[Stored records]
PR #3893, opened 2024-10-02
Extract VCE renewable generation profiles and remove deprecated `gsutil` from workflows

### LINKED ISSUE #3880: Write an extractor for the `vpfregen` data

e-belfer:
# Overview

Closes catalyst-cooperative/pudl#3880.

Extracts VCE renewable generation profile data into raw dagster assets. Also fixes a nightly build failure due to the deprecation of `gsutil` (IAM permissions were updated manually and need to be added in terraform, but this is out of scope for this PR).

## What did you change?
- Add a module for `vcerare` extraction and specify valid run settings
- Add `vcerare` to the fast and full ETL runs
- Swap `gsutil` with `gcloud storage`

```[tasklist]
# To-do list
- [x] Swap fake DOI once catalyst-cooperative/pudl-archiver#434 merged
- [x] Extract the tiny lat/lon/fips CSV
- [x] Check in `column_maps` folder or add option to return no error when folder does not exist
- [x] Swap out ancient `gsutil` for `gcloud storage` in `zenodo-cache-sync`
```

# Testing

```[tasklist]
# To-do list
```


src/pudl/extract/vceregen.py
```diff
@@ -0,0 +1,183 @@
...
+            # # Get path to zipfile
+            # zippath = zf.filename
+            # Get list of file names in the zipfile
+            files = zf.namelist()
+            # Get the particular file of interest
+            file = next(
+                (x for x in files if self.source_filename(page, **partition) in x), None
+            )
+            # # Read it in using dask
+            df = pd.read_csv(BytesIO(zf.read(file)), **self.READ_CSV_KWARGS)
```
zaneselvans, line 116: I think there are some tricks you can play with the keyword args to `read_csv()` if you need to reduce memory usage. Like if you can give it a specific and smaller dtype (float32) to cast all the data to on read, rather than doing it after the fact, using `low_memory=True` and giving it a chunksize so that the textual data is read and re-cast incrementally, you might try `engine="pyarrow"` and `dtype_backend="pyarrow"`

e-belfer: @zaneselvans Definitely, I was just trying to get a functional version out asap and I still have a bit of clean up to do. It seems like you're hesitant about using dask instead of pandas - is there a reason why this (and eventually cems for similar reasons) wouldn't be better use cases for dask than pandas?

zaneselvans: Well, it's another layer of complexity and it has a lot of overlap with the problems that Dagster is trying to solve -- building a DAG that defines dependencies, and respecting them when doing the computation in parallel.  AFAIK there isn't a good way within Dagster to manage this kind of nested parallelism, and it's caused us trouble in some assets where we've got multi-threaded linear algebra happening through Numpy.

We could use Dagster's Dask executor rather than doing "local" execution both locally and in Google Batch, and maybe that would gracefully handle both kinds of parallelism, since the Dask cluster would be handling both? But I feel like we tested non-local execution and found that with our large number of smaller assets the overhead of distributed processing actually meant the whole ETL ran significantly slower.

Or are you thinking about using Dask to manage serialization of the CSV processing? That might work well for a fast but memory-intensive process where we don't really need to parallelize it to run faster, but we do need to reduce peak resource utilization.

e-belfer: I was thinking about this mostly through the extraction and transform steps, since we're effectively doing a small number of quick transforms (pivot, convert datetime) on a giant dataset where the parts don't depend much on one another (e.g., hours 10-20 and hours 21-30 of the year will want the same kind of transforms, and dtypes are consistent throughout the dataset). So yes, more to reduce peak memory than to improve speed.

It looks as simple as setting up a client config and passing a [dask_resource](https://docs.dagster.io/deployment/guides/dask) to dagster, but always simpler said than done ofc. I'll take a closer look at peak memory when I finish the archiver and see what things look like at peak.

e-belfer: Decided this is out of scope for this PR.

docker/Dockerfile
```diff
@@ -15,7 +15,7 @@ RUN apt-get update && \
     apt-get clean && \
     rm -rf /var/lib/apt/lists/*
 
-# Configure gsutil authentication
+# Configure gcloud authentication
```
jdangerx, line 18: Sort of surprised this is needed, it's writing to `boto.cfg` which sounds like it's for AWS. But no need to mess with that now I guess.

src/pudl/extract/extractor.py
```diff
@@ -66,6 +61,16 @@ def _load_csv(self, package: str, filename: str) -> pd.DataFrame:
...
+    def _load_column_maps(self, column_map_pkg: str) -> dict:
+        """Create a dictionary of all column mapping CSVs to use in get_column_map()."""
+        column_dict = {}
+        for res_path in importlib.resources.files(column_map_pkg).iterdir():
+            # res_path is expected to end with ${page}.csv
+            if res_path.suffix == ".csv":
+                column_map = self._load_csv(column_map_pkg, res_path.name)
+                column_dict[res_path.stem] = column_map
+        return column_dict
+
```
aesharpe, line 73: is this just a formality seeing as we don't have any column maps for this dataset?

docker/gcp_pudl_etl.sh
```diff
@@ -298,13 +298,13 @@ if [[ $ETL_SUCCESS == 0 ]]; then
     # If running a tagged release, ensure that outputs can't be accidentally deleted
     # It's not clear that an object lock can be applied in S3 with the AWS CLI
     if [[ "$GITHUB_ACTION_TRIGGER" == "push" && "$BUILD_REF" == v20* ]]; then
-        gsutil -m -u catalyst-cooperative-pudl retention temp set "gs://pudl.catalyst.coop/$BUILD_REF/*" 2>&1 | tee -a "$LOGFILE"
+        gcloud storage --billing-project="catalyst-cooperative-pudl" objects update "gs://pudl.catalyst.coop/$BUILD_REF/*" --temporary-hold 2>&1 | tee -a "$LOGFILE"
```
jdangerx, line 301: nit: seems like we could use `"$GCP_BILLING_PROJECT"` instead of `"catalyst-cooperative-pudl"` here.

jdangerx (approved):
The `gsutil`/`gcloud storage` changes look good to me!

src/pudl/extract/vcerare.py
```diff
@@ -0,0 +1,191 @@
+"""Extract VCE Resource Adequacy Renewable Energy (RARE) generation profile data.
+
+This dataset has 1,000s of columns, so we don't want to manually specify a rename on
+import because we'll pivot these to a column. We adapt the standard extraction
+infrastructure to simply read in the data.
```
aesharpe, line 5: Maybe add "in the PUDL pipeline" after "pivot these to a column"

src/pudl/extract/vcerare.py
```diff
@@ -0,0 +1,191 @@
...
+
+Each annual zip folder contains a folder with three files:
+Wind_Power_140m_Offshore_county.csv
+Wind_Power_100m_Onshore_county.csv
+Fixed_SolarPV_Lat_UPV_county.csv
+
+The drive also contains one more file: vce_county_lat_long_fips_table.csv. This file is
+not partitioned, so we always read it in regardless of the partitions configured for the
+run.
```
aesharpe, line 14: one more CSV file (because there is also the readme)

src/pudl/extract/vcerare.py
```diff
@@ -0,0 +1,191 @@
...
+        df = pd.concat(dfs, sort=True, ignore_index=True)
+
+        return self.process_final_page(df, page)
+
+
+raw_vcerare__all_dfs = raw_df_factory(Extractor, name="vcerare")
+
+
+def raw_vcerare_asset_factory(part: str) -> AssetsDefinition:
+    """An asset factory for VCE hourly renewable generation profiles."""
```
aesharpe, line 157: Same name comment

src/pudl/extract/vcerare.py
```diff
@@ -0,0 +1,191 @@
...
+    asset_kwargs = {
+        "name": f"raw_vcerare__{part}",
+        "required_resource_keys": {"datastore", "dataset_settings"},
+    }
+
+    @asset(**asset_kwargs)
+    def _extract(context, raw_vcerare__all_dfs):
+        """Extract raw GridPath RA Toolkit renewable energy generation profiles.
```
aesharpe, line 165: This seems like an accidental copy-over from the gridpath extractor.

src/pudl/extract/vcerare.py
```diff
@@ -0,0 +1,191 @@
...
+
+VCERARE_PAGES = [
+    "offshore_wind_power_140m",
+    "onshore_wind_power_100m",
+    "fixed_solar_pv_lat_upv",
+]
+
+
+class VCEMetadata(GenericMetadata):
+    """Special metadata class for VCE RARE renewable generation profiles."""
```
aesharpe, line 38: the RE in rare stands for renewable energy so I think we can take out the word renewable here

src/pudl/extract/vcerare.py
```diff
@@ -0,0 +1,191 @@
...
+        """Hard code the page names, which usually are pulled from column rename spreadsheets."""
+        return VCERARE_PAGES
+
+    def get_file_name(self, page, **partition):
+        """Returns file name of given partition and page."""
+        return self._file_name.loc[page, str(self._get_partition_selection(partition))]
+
+
+class Extractor(CsvExtractor):
+    """Extractor for VCE renewable generation profiles."""
```
aesharpe, line 63: Should call it by RARE name here

src/pudl/settings.py
```diff
@@ -401,6 +401,19 @@ class EiaAeoSettings(GenericDatasetSettings):
     years: list[int] = data_source.working_partitions["years"]
 
 
+class VCERARESettings(GenericDatasetSettings):
```
aesharpe, line 404: I think the way we've named the other sources is with Pascal case (VceRareSettings)

aesharpe (commented):
This looks good! a few comments about format etc. 

I have one overarching question about the dataset name. Technically it is called the "VCE RARE Power Dataset" but we refer to it here as the "VCE RARE generation profiles". I'm not sure how important the last few words after VCE RARE are...I like the way we currently have it because "generation profiles" feels more descriptive than "power dataset" but maybe we should just use the official name. I don't feel strongly about this, just wanted to flag.

docker/gcp_pudl_etl.sh
e-belfer: I agree!

src/pudl/extract/extractor.py
e-belfer: This is moving the existing load step into a separate method in the base class, so that i'm able to subclass and change it in the VCE extractor.

src/pudl/extract/vcerare.py
e-belfer: Sure is, good catch!

src/pudl/package_data/vcerare/__init__.py
```diff
@@ -0,0 +1 @@
+"""CSV file extraction maps for VCE RARE generation profiles."""
```
aesharpe, line 1: Just a note for consistency if you want to change this to say "Power Dataset" to match the others.

src/pudl/settings.py
```diff
@@ -571,6 +584,7 @@ class DatasetsSettings(FrozenBaseModel):
     phmsagas: PhmsaGasSettings | None = None
     nrelatb: NrelAtbSettings | None = None
     gridpathratoolkit: GridPathRAToolkitSettings | None = None
+    vcerare: VCERareSettings | None = None
```
aesharpe, line 587: another nit, but I think even the VCE can be lowercased to VceRare... to match the others.

src/pudl/extract/vcerare.py
```diff
@@ -0,0 +1,190 @@
...
+        return Output(value=raw_vcerare__all_dfs[part])
+
+    return _extract
+
+
+raw_vcerare_assets = [raw_vcerare_asset_factory(part) for part in VCERARE_PAGES]
+
+
+@asset(required_resource_keys={"datastore", "dataset_settings"})
+def raw_vcegen__lat_lon_fips(context) -> pd.DataFrame:
```
aesharpe, line 178: I think this should be `raw_vcerare__`

e-belfer: Sure should be, I'll update now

**WHAT NEEDS TO BE DONE**
Copy each line of the records that has "rename" in it.

**FINISHED TASK**
+This dataset has 1,000s of columns, so we don't want to manually specify a rename on
+        """Hard code the page names, which usually are pulled from column rename spreadsheets."""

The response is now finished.